**TASK PROMPT**:
Return, exactly as written, all lines from the line containing "Task Solution" to the end of the entries below, with both ends included.

**LISTED RECORDS**:
PR #1017, opened 2025-08-28
Task Solution

LitviVit:
[DEMO LINK](https://LitviVit.github.io/react_redux-list-of-posts/)


LitviVit:
@mateacademy-ai-mentor By the way, Redux Toolkit’s `createSlice` uses **Immer** under the hood. This means that you can either **mutate the draft state directly** or **return a new value**, and **Immer** will handle producing the correct next state. In the case of `selectedPostSlice` and `authorSlice`, returning the payload directly or `null` works correctly because Immer wraps the reducer, ensuring immutability under the hood. So keeping the current implementation is safe and fully compatible with Redux Toolkit’s best practices.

**RESPONSE TO THE TASK**:
Task Solution

LitviVit:
[DEMO LINK](https://LitviVit.github.io/react_redux-list-of-posts/)


LitviVit:
@mateacademy-ai-mentor By the way, Redux Toolkit’s `createSlice` uses **Immer** under the hood. This means that you can either **mutate the draft state directly** or **return a new value**, and **Immer** will handle producing the correct next state. In the case of `selectedPostSlice` and `authorSlice`, returning the payload directly or `null` works correctly because Immer wraps the reducer, ensuring immutability under the hood. So keeping the current implementation is safe and fully compatible with Redux Toolkit’s best practices.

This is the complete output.